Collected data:

________

PR #254, opened 2023-02-22
New `memory_keyring` fixture

mih:
This fixture provides an isolated keyring in-memory-only backend for tests that needs to store/retrieve credentials.

The fixture is function-scope, hence the backend is destroyed at the end of each test.

Closes https://github.com/datalad/datalad/issues/7295


mih:
The failure pattern is still #249, but also only that.

PR #256, opened 2023-02-23
Make dataset-lookup behavior of `credentials` identical to `download` 

mih:
When called with `dataset=None`, `credentials()` would auto-locate
a dataset containing CWD (and use its configuration), whereas
`download()` would use the global configuration in this case.

This change makes the behavior uniform and chooses what `download()`
did as the model behavior.

This uniformatization is meaningful on its own.

However, due to datalad/datalad#7299 it is
also a necessity, because otherwise credentials deposited by
`download()` remain invisible to `credentials()` -- which is the
superficial trigger for datalad#249

Closes datalad#249


mih:
Still failing in a miriad of way -- BUT NOT A SINGLE ONE IS #249 !!!

PR #257, opened 2023-02-23
Do credential type detection for reporting

### LINKED ISSUE #251: Better support for lonely token credential specification
```sh
DATALAD_CREDENTIAL_MIKE_TOKEN=some datalad credentials get mike
mike(secret ✗): [token=some]
```

So right now it considers it to be a credential, but a credential without a secret and a `token` property.

This is suboptimal. This means that tokens can end up in a config file, more or less silently. It also means that we do not know anything about the nature of the credential (although we could), and we cannot say whether it is complete or not (although we could).

I'd say we should not only refuse to store credentials without a secret, but we should also disregard any credentials that can be determined to be incomplete.

In the case above a user could just use `secret` instead of `token`, but if they do not, we should either refuse (credential with no secret) or auto-convert (credential of type token with secret as given by the token env var).

mih:
For now the only scenario is a credential specification that comprises a token-property only.

However, with the recent RF there is now a dedicated piece of code that could be extended arbitrarily to support additional scenarios.

```
❯ DATALAD_CREDENTIAL_MIKE_TOKEN=some dl -f json_pp credentials get mike
{
  "action": "credentials",
  "cred_secret": "some",
  "cred_type": "token",
  "name": "mike",
  "status": "ok"
}

```
Closes #251

### DIFF
--- a/datalad_next/credman/manager.py
+++ b/datalad_next/credman/manager.py
@@ -201,8 +201,9 @@ class CredentialManager(object):
             # no secret, no credential
             if any(not p.startswith('_') for p in cred):
                 lgr.debug(
-                    'Not reporting on credential fragment with no secret: %r',
-                    cred,
+                    'Not reporting on credential fragment '
+                    '(name=%r) with no secret: %r',
+                    name, cred,
                 )
             return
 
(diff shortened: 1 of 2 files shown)


mih:
More green! All the failures are unrelated to this PR.

Issue #193, opened 2022-12-14
Provide `EnsureRemoteName`


mih:
Many commands needs sibling names, existing or prospective.

Checking for syntax compliance is essentially

`EnsureGitRefName(allow_onelevel=True, refspec_pattern=False)`

for any given dataset, it can be turned into a `EnsureChoice()`, but it would also need some kind of `EnsureNotIn()` (for setting a non-existing remote name). So likely the best is to implement dataset interaction directly in `EnsureRemoteName`, and make it a subclass of `EnsureGitRefName`

Issue #131, opened 2022-11-15
Implement `EnsureCredential`


mih:
suggested by https://github.com/datalad/datalad-next/issues/130#issuecomment-1313629085

mih:
This would also be a nice candidate to implement tests for `Constraint.for_dataset()`

PR #260, opened 2023-02-24
On-demand constraint-tailoring to dataset arguments

### LINKED ISSUE #200: Dataset-scope tailoring of `EnsureCommandParameterization` validation
A dataset often provides a critical piece of information to be able to validate properly and in-depth. For example, the name of an existing remote can only be validated once a dataset is determined in which this remote exists.

`Constraints` have `for_dataset()` that is meant to be used for this purpose.

`EnsureCommandParameterization` would need to call this method for any constraint in order to obtain the most adequate variant.

It could make sense to have the validation order be significant, i.e. have no `Dataset` identified, until a `dataset=` argument is processed, only only from there on call `for_dataset()` on the subsequent constraints.

It may also be necessary to support an alternative name declaration for a "dataset" command, in case one and the same command has two arguments of this type.

For that reason, it may also be beneficial to ignore the name of an argument and go by constraint-type (i.e. `EnsureDataset`).

Combined with validation order rules (a class author sets the order of arguments in `_validator_`) it may be sensible to start tailoring constraints when a first dataset-type (not name) argument is found, tailor all constraints from there on, and switch the dataset for tailoring, whenever another dataset-type argument is found.

mih:
This exposes a, so far dormant, feature of the `Constraint` class to
parameter validation: constraint tailoring for particular datasets.

`EnsureCommandParameterization` learned a `tailor_for_dataset` parameter
that can be used to identify which parameters' constraints should be
tailored for which `Dataset` instances. Tailoring will only be actually
done under the following conditions:

- the dataset-providing parameters need to evaluate to a
  DatasetParameter instance, typically via `EnsureDataset`
  (all regular conditions apply, e.g. a default `None` not being processed
  etc)
- the to-be-tailored parameter `Constraint` needs to implement its
  `for_dataset()` method to perform a tailoring.

A test with some custom-made constraints is included. At the moment,
no production-ready constraints do implement `for_dataset()`. However,
now that a consumer for that is available, it makes more sense to
address related issues, such as:

- #193
- #131

Closes #200

### DIFF
--- a/datalad_next/constraints/parameter.py
+++ b/datalad_next/constraints/parameter.py
@@ -3,6 +3,7 @@
 from __future__ import annotations
 
 from collections.abc import Container
+from itertools import chain
 from typing import (
     Any,
     Callable,
@@ -26,7 +27,7 @@ from .compound import (
     EnsureIterableOf,
     EnsureMapping,
 )
-
+from .dataset import DatasetParameter
 from .exceptions import (
     ConstraintError,
     ParametrizationErrors,
@@ -291,6 +292,7 @@ class EnsureCommandParameterization(Constraint):
         validate_defaults: Container[str] | None = None,
         joint_constraints:
             Dict[ParameterConstraintContext, Callable] | None = None,
+        tailor_for_dataset: Dict[str, str] | None = None,
     ):
         """
         Parameters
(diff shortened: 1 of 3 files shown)


mih:
All CI failure is unrelated.

PR #271, opened 2023-03-02
Implement EnsurePath.for_dataset() and resolve against that dataset

### LINKED ISSUE #270: Implement resolve_path as a constraint
With #260 merged, we can enhance `EnsurePath` to automatically perform DataLad-unique way of resolving relative paths.

mih:
This implements DataLad's standard path resolution approach (relative
is relative to CWD, unless a `Dataset` instance is given).

This now makes it possible to perform this standard resolution pattern
during command parameter validation, like so:

```py
# example validator for a command with two args
EnsureCommandParameterization(
    param_constraints=dict(
        dataset=EnsureDataset(),
        path=EnsurePath(),
    ),
    tailor_for_dataset=dict(path='dataset'),
)
```

This will:

- cause the 'dataset' validator to run first
- auto-generate an `EnsurePath` variant that resolves against that
  dataset
- ensures that the command always receives absolute paths, resolved
  against the dataset whenever the rules require it.

Closes #270

### DIFF
--- a/datalad_next/constraints/base.py
+++ b/datalad_next/constraints/base.py
@@ -5,19 +5,25 @@ from __future__ import annotations
 
 __docformat__ = 'restructuredtext'
 
-__all__ = ['Constraint', 'Constraints', 'AltConstraints']
-
-from typing import (
-    TYPE_CHECKING,
-    TypeVar,
-)
+__all__ = ['Constraint', 'Constraints', 'AltConstraints',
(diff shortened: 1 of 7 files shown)


adswa:
I have used this check in https://github.com/datalad/datalad-metalad/pull/362 and it was very useful to have!

mih:
Failures are unrelated.

PR #1995, opened 2021-08-31
Add package nodesnim

Ethosa:


narimiran:
> `E: nodesnim: a package by that name already exists.`

You need to pick another name for your package.

xflywind:
It is already be added to packages+

https://github.com/nim-lang/packages/blob/80087047926e084dee35dc097c495be3c5827e8f/packages.json#L18795

PR #2005, opened 2021-09-10
Add package tic80

thisago:


thisago:
I used `nimble publish` before create repo... The nimble needs to inform that repo doesn't exists and cancel.

I will create a issue in `nimble` repo.

PR #2009, opened 2021-09-18
Add package surfing

momeemt:


packages.json
```diff
@@ -23740,5 +23740,19 @@
...
+    "name": "surfing",
+    "url": "https://github.com/momeemt/surfing",
+    "method": "git",
+    "tags": [
+      "base64",
+      "cli",
+      "string",
+      "surfing"
+    ],
+    "description": "A new awesome nimble package",
```
Yardanico, line 23754: Maybe you can change this to something more meaningful rather than the default description? :)

momeemt: Thanks! I fixed.

dom96 (approved):
Nice!

PR #2013, opened 2021-09-28
Add package selenimum

myamyu:


dom96 (approved):
Looks good. Note that we have at least two other packages that do the same thing already :)

myamyu:
@dom96 Thank you for review. 

> Note that we have at least two other packages that do the same thing already :)

Yes, I know them.

PR #2014, opened 2021-09-29
add description to zfdbms

pietroppeter:
I am not the author of zfdbms and taking description from About section of GitHub: https://github.com/zendbit/nim.zfdbms
This PR is to fix a broken nimble search and nimble list: https://github.com/nim-lang/nimble/issues/947

cc @zendbit

### DIFF
--- a/packages.json
+++ b/packages.json
@@ -23800,7 +23800,7 @@
       "sqlite",
       "postgre"
     ],
-    "description": "",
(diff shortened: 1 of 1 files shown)


dom96 (approved):
Thanks for fixing this! Our CI should really catch this I suppose.

pietroppeter:
well, it seems rather easy to do a fix so that CI catches this, I will prepare a PR

PR #2015, opened 2021-09-29
add check for empty description

pietroppeter:
see #2014


pietroppeter:
CI correctly catches an error if an empty description is provided: see CI failure example https://github.com/nim-lang/packages/runs/3749330772

dom96 (approved):
<3

PR #2035, opened 2021-10-20
Add xidoc

xigoi:
The guide says that I should specify my e-mail address; where do I put it?


xigoi:
> > The guide says that I should specify my e-mail address; where do I put it?
> 
> Which guide?

https://github.com/nim-lang/packages

>While we really appreciate your contribution, please follow the requirements: other developers will rely on your package. Non-compliant packages might be removed with no warning.
>
>* ...
>* Provide a contact email address.
>* ...

narimiran:
Hah, had no idea about that. I wouldn't worry in your place :)

PR #2055, opened 2021-11-04
Add package odsreader

dariolah:


narimiran:
A `readme` would have been nice....

Yardanico:
@dariolah please add the "zip" package to your requires in the nimble file as you're using it in your code. Also as miran said it would be a good idea to have at least a small readme :)

PR #2063, opened 2021-11-11
Add package nimkalc

nocturn9x:


narimiran:
You have already submitted that package. (Try `nimble search nimkalc` to see it)

PR #2092, opened 2021-12-21
Add package honeycomb

KatrinaKitten:


KatrinaKitten:
Apologies, I was testing the `publish` command and didn't realize it would auto-PR. I'll resubmit when the library is actually ready.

________

§ **WORK TASK**
Going through the entries above, count the lines that include "configuration" and state only the result.

§ **YOUR RESPONSE**
2